### What the task requires
When the string "something" occurs in a line of the listing below, return that line.

* * * * * * *

PR #735, opened 2019-01-25
Cloud function

arian487:
Add cloud function to send an HTTP request to the cloud_function endpoint.  This PR adds a util as well for making auth'd requests to IAP-protected webapps.  The permissions and cloud functions have already been set up on prod and staging.


recidiviz/cloud_functions/cloud_functions.py
```diff
@@ -0,0 +1,72 @@
...
+from recidiviz.utils.params import get_value
+
+cloud_functions_blueprint = Blueprint('cloud_functions', __name__)
+
+
+class StateAggregateError(Exception):
+    """Errors thrown in the state aggregate endpoint"""
+
+
+@cloud_functions_blueprint.route('/state_aggregate')
```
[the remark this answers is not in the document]
zacharylawrence: Good point, I think it's good practice to prefix our endpoints with `v1/` and increment that every time we make a breaking version update: https://apiguide.readthedocs.io/en/latest/build_and_publish/use_RESTful_urls.html#versioning

recidiviz/cloud_functions/cloud_functions.py
```diff
@@ -0,0 +1,72 @@
...
+
+    # Providing a stream buffer to tabula reader does not work because it
+    # tries to load the file into the local filesystem, since appengine is a
+    # read only filesystem (except for the tmpdir) we download the file into
+    # the local tmpdir and pass that in.
+    tmpdir_path = os.path.join(tempfile.gettempdir(), filename)
+    fs.get(path, tmpdir_path)
+    logging.info('Successfully downloaded file from gcs')
+
+    parser(tmpdir_path, datetime.datetime.now())
```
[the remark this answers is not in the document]
jessex: I was just about to suggest allowing us to pass the date in as a query parameter for the same reasons.

recidiviz/cloud_functions/cloud_functions.py
```diff
@@ -0,0 +1,72 @@
...
+    parser = state_to_parser[state]
+    fs = gcsfs.GCSFileSystem(project=os.environ.get('GCP_PROJECT'))
+
+    # Providing a stream buffer to tabula reader does not work because it
+    # tries to load the file into the local filesystem, since appengine is a
+    # read only filesystem (except for the tmpdir) we download the file into
+    # the local tmpdir and pass that in.
+    tmpdir_path = os.path.join(tempfile.gettempdir(), filename)
+    fs.get(path, tmpdir_path)
+    logging.info('Successfully downloaded file from gcs')
```
jessex: Let's place the filename in the log message, too.

recidiviz/server.py
```diff
@@ -59,6 +60,7 @@
 app.register_blueprint(worker, url_prefix='/scraper')
 app.register_blueprint(actions, url_prefix='/ingest')
 app.register_blueprint(infer_release_blueprint, url_prefix='/infer_release')
+app.register_blueprint(cloud_functions_blueprint, url_prefix='/cloud_function')
```
jessex: I commented about this elsewhere, but I think the URL paths for the API, such as it is, are pretty inconsistent at the moment. Instead of naming them in the current manner, I'd like us to take the opportunity to provide consistent paths that are relevant to the domain. For example, something like the following:
```
/ingest/v1/aggregates
/ingest/v1/records
/ingest/v1/scraper/{action}
/ingest/v1/infer_release
```

recidiviz/cloud_functions/main.py
```diff
@@ -0,0 +1,42 @@
...
+"""This file contains all of the relevant cloud functions"""
+
+import logging
+import os
+
+from cloud_function_utils import make_iap_request
+
+CLOUD_FUNCTION_URL = ('http://{}.appspot.com/cloud_function/state_aggregate?'
+                      'bucket={}&state={}&filename={}')
+CLIENT_ID = ('984160736970-flbivauv2l7sccjsppe34p7436l6890m.apps.'
```
jessex: It seems like this should be a secret, no? If so, do we need to rotate it now that it's been in version control?

recidiviz/cloud_functions/cloud_functions.py
```diff
@@ -0,0 +1,72 @@
...
+from recidiviz.ingest.aggregate.regions.fl import fl_aggregate_ingest
+from recidiviz.ingest.aggregate.regions.ga import ga_aggregate_ingest
+from recidiviz.ingest.aggregate.regions.tx import tx_aggregate_ingest
+from recidiviz.utils.auth import authenticate_request
+from recidiviz.utils.params import get_value
+
+cloud_functions_blueprint = Blueprint('cloud_functions', __name__)
+
+
+class StateAggregateError(Exception):
```
jessex: Should this go in the new `recidiviz.ingest.errors`?

recidiviz/cloud_functions/cloud_function_utils.py
```diff
@@ -0,0 +1,117 @@
...
+    Returns:
+      The page body, or raises an exception if the page couldn't be retrieved.
+    """
+    # Figure out what environment we're running in and get some preliminary
+    # information about the service account.
+    bootstrap_credentials, _ = google.auth.default(
+        scopes=[IAM_SCOPE])
+    if isinstance(bootstrap_credentials,
+                  google.oauth2.credentials.Credentials):
+        raise Exception('make_iap_request is only supported for service '
```
jessex: Under what conditions will this happen? If a user tries to make the API request directly through the browser? If so, then is that something we ever want to enable for manual uploads?

recidiviz/cloud_functions/cloud_function_utils.py
```diff
@@ -0,0 +1,117 @@
...
+                        'accounts.')
+
+    # For service account's using the Compute Engine metadata service,
```
jessex: accounts

recidiviz/cloud_functions/cloud_function_utils.py
```diff
@@ -0,0 +1,117 @@
...
+# This program is distributed in the hope that it will be useful,
+# but WITHOUT ANY WARRANTY; without even the implied warranty of
+# MERCHANTABILITY or FITNESS FOR A PARTICULAR PURPOSE.  See the
+# GNU General Public License for more details.
+#
+# You should have received a copy of the GNU General Public License
+# along with this program.  If not, see <https://www.gnu.org/licenses/>.
+# =============================================================================
+
+"""This file contains all of the relevant helpers for cloud functions."""
```
jessex: Was this completely artisan and hand-made, or copied in part from Google Cloud docs somewhere? Regardless, are there any docs on the authorization requirements in play here that we can point to from this docstring?

recidiviz/cloud_functions/cloud_function_utils.py
```diff
@@ -0,0 +1,117 @@
...
+    # service_account_credentials gives us a JWT signed by the service
+    # account. Next, we use that to obtain an OpenID Connect token,
+    # which is a JWT signed by Google.
+    google_open_id_connect_token = get_google_open_id_connect_token(
+        service_account_credentials)
+
+    # Fetch the Identity-Aware Proxy-protected URL, including an
+    # Authorization header containing "Bearer " followed by a
+    # Google-issued OpenID Connect token for the service account.
+    resp = requests.request(
```
jessex: Can we just call this `response`? The shortening feels unnecessary.

recidiviz/cloud_functions/cloud_function_utils.py
```diff
@@ -0,0 +1,117 @@
...
+        method, url,
+        headers={'Authorization': 'Bearer {}'.format(
+            google_open_id_connect_token)}, **kwargs)
+    if resp.status_code == 403:
+        raise Exception('Service account {} does not have permission to '
+                        'access the IAP-protected application.'.format(
+                            signer_email))
+    elif resp.status_code != 200:
```
jessex: There's nothing else in the 2XX- or 3XX-space that's allowable? I'm guessing no since we are receiving a response payload, but want to be sure this isn't unnecessarily restrictive.

recidiviz/cloud_functions/cloud_functions.py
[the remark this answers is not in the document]
jessex: Agreed! I provided an example proposal in a comment below. That includes the version component as the first path segment _after_ a general `ingest` prefix, but I could see it going either way. At the very beginning may make more sense.

recidiviz/cloud_functions/cloud_function_utils.py
```diff
@@ -0,0 +1,115 @@
...
+
+import google.auth
+import google.auth.app_engine
+import google.auth.compute_engine.credentials
+import google.auth.iam
+from google.auth.transport.requests import Request
+import google.oauth2.credentials
+import google.oauth2.service_account
+
+IAM_SCOPE = 'https://www.googleapis.com/auth/iam'
```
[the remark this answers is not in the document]
arian487: Done.

recidiviz/cloud_functions/cloud_function_utils.py
```diff
@@ -0,0 +1,115 @@
...
+    service_account_jwt = (
+        service_account_credentials._make_authorization_grant_assertion())
+    request = google.auth.transport.requests.Request()
+    body = {
+        'assertion': service_account_jwt,
+        'grant_type': google.oauth2._client._JWT_GRANT_TYPE,
+    }
+    token_response = google.oauth2._client._token_endpoint_request(
+        request, OAUTH_TOKEN_URI, body)
+    return token_response['id_token']
```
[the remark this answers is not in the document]
arian487: Done.

recidiviz/cloud_functions/cloud_function_utils.py
```diff
@@ -0,0 +1,115 @@
...
+                            signer_email))
+    elif resp.status_code != 200:
+        raise Exception(
+            'Bad response from application: {!r} / {!r} / {!r}'.format(
+                resp.status_code, resp.headers, resp.text))
+    else:
+        return resp
+
+
+def get_google_open_id_connect_token(service_account_credentials):
```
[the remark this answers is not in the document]
arian487: I think it can be used in isolation, so I made it not private.

recidiviz/cloud_functions/cloud_functions.py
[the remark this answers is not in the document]
arian487: IMO that type of logic should live entirely in the parser.  It represents the 'report_date' and these cloud functions should not know or care about what report date is.  I think in the next iteration, parser should take only the file and then it can extract the date in any way it wants.

requirements.txt
```diff
@@ -30,6 +30,7 @@ enum34==1.1.6
 eventlet==0.24.1 ; extra == 'eventlet'
 flask==1.0.2
 funcsigs==1.0.2
+gcsfs==0.2.0
```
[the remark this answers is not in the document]
arian487: Nope, removed.

recidiviz/cloud_functions/cloud_functions.py
```diff
@@ -0,0 +1,72 @@
...
+    """Errors thrown in the state aggregate endpoint"""
+
+
+@cloud_functions_blueprint.route('/state_aggregate')
+@authenticate_request
+def state_aggregate():
+
+    state_to_parser = {
```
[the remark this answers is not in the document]
arian487: Yea, I feel comfortable with it living in code since it references a specific method and there will only be 7 of them.

recidiviz/cloud_functions/cloud_functions.py
arian487: Done.

recidiviz/server.py
arian487: I completely agree, but IMO lets do that in a separate PR all in one go, I've made an issue:
https://github.com/Recidiviz/recidiviz-data/issues/739

recidiviz/cloud_functions/cloud_functions.py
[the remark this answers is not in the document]
arian487: I've opened an issue, I don't think that refactor belongs in this PR:
https://github.com/Recidiviz/recidiviz-data/issues/739

recidiviz/cloud_functions/cloud_function_utils.py
arian487: Done.

recidiviz/cloud_functions/cloud_functions.py
jessex: Ah, I see. That makes sense. But Cloud Functions handles linking automatically, e.g. we have tons of imports to pip packages but also to our own code elsewhere in the repository, and Cloud Functions bundles everything without having to be statically told where it all lives?

recidiviz/cloud_functions/cloud_function_utils.py
arian487: Its mostly copied from docs, I removed some parts that were not relevant for us.  I've added the doc in the docstring.

recidiviz/cloud_functions/cloud_function_utils.py
arian487: Done.

recidiviz/cloud_functions/cloud_function_utils.py
arian487: Nope, I think this is fine.

recidiviz/cloud_functions/cloud_functions.py
arian487: Cloud functions bundles only starting from the current directory.  The idea is to have a requirements in a sub-directory like we have here, that tells cloud functions how to package and deploy this small unit of work.  In this case, the unit of work does very little, and so only relies on requests.  It doesn't see the imports that happen in its parents because the parents directories are not deployed at all.

requirements.txt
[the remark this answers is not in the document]
arian487: We actually did need it, added back in.

jessex:
What's the latest state here, i.e. with testing and deployment? Is this ready for final review?

arian487:
Yes, this is ready for final review.  I'm writing another PR now that includes some tests for this but IMO we should get this in because it is actually whats deployed in prod (I wanted to test the E2E of the cloud function).

recidiviz/cloud_functions/main.py
```diff
@@ -0,0 +1,47 @@
...
+                       'bucket={}&state={}&filename={}')
+_CLIENT_ID = {
+    'recidiviz-staging': ('984160736970-flbivauv2l7sccjsppe34p7436l6890m.apps.'
+                          'googleusercontent.com'),
+    'recidiviz-123': ('688733534196-uol4tvqcb345md66joje9gfgm26ufqj6.apps.'
+                      'googleusercontent.com')
+}
+
+
+def parse_state_aggregate(data, _):
```
jessex: Could we get a docstring on this explaining the parameters and the nature of when/how it's called? Also, as @zacharylawrence noted elsewhere, type annotations on the function signatures throughout.

recidiviz/cloud_functions/cloud_function_utils.py
```diff
@@ -0,0 +1,122 @@
...
+              ('GET', 'OPTIONS', 'HEAD', 'POST', 'PUT', 'PATCH', 'DELETE')
+      **kwargs: Any of the parameters defined for the request function:
+                https://github.com/requests/requests/blob/master/requests/api.py
+
+    Returns:
+      The page body, or raises an exception if the page couldn't be retrieved.
+    """
+    # Figure out what environment we're running in and get some preliminary
+    # information about the service account.
+    bootstrap_credentials, _ = google.auth.default(
```
zacharylawrence: Could this be one line?

recidiviz/cloud_functions/cloud_function_utils.py
```diff
@@ -0,0 +1,122 @@
...
+import google.auth.compute_engine.credentials
+import google.auth.iam
+from google.auth.transport.requests import Request
+import google.oauth2.credentials
+import google.oauth2.service_account
+
+_IAM_SCOPE = 'https://www.googleapis.com/auth/iam'
+_OAUTH_TOKEN_URI = 'https://www.googleapis.com/oauth2/v4/token'
+
+# pylint: disable=protected-access
```
zacharylawrence: Is there a reason we need this pylint override?

recidiviz/cloud_functions/main.py
```diff
@@ -0,0 +1,54 @@
...
+    """This function is triggered when a file is dropped into the state
+    aggregate bucket and makes a request to parse and write the data to the
+    aggregate table database.
+
+    data: A cloud storage object that holds name information and other metadata
```
jessex: Can we document what the `_` is? Between the underscore'd/ignored parameter and the fact that the function is triggered automatically from outside the artifact, I think it's worth saying what that is.

zacharylawrence:
> Only one last doc request from me. Amazing work, @arian487!

Agreed, nice job finding out how all the auth stuff works!

recidiviz/cloud_functions/main.py
arian487: Done.

recidiviz/cloud_functions/cloud_function_utils.py
arian487: Done

recidiviz/cloud_functions/cloud_function_utils.py
arian487: Yea the code I copied to do this all has this private members.  I looked at other sources it looks like everyone does the same thing, why they dont just make them public members I have no idea haha.

recidiviz/cloud_functions/main.py
arian487: Done.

* * * * * * *

### Result for this exercise
jessex: I commented about this elsewhere, but I think the URL paths for the API, such as it is, are pretty inconsistent at the moment. Instead of naming them in the current manner, I'd like us to take the opportunity to provide consistent paths that are relevant to the domain. For example, something like the following:
jessex: Under what conditions will this happen? If a user tries to make the API request directly through the browser? If so, then is that something we ever want to enable for manual uploads?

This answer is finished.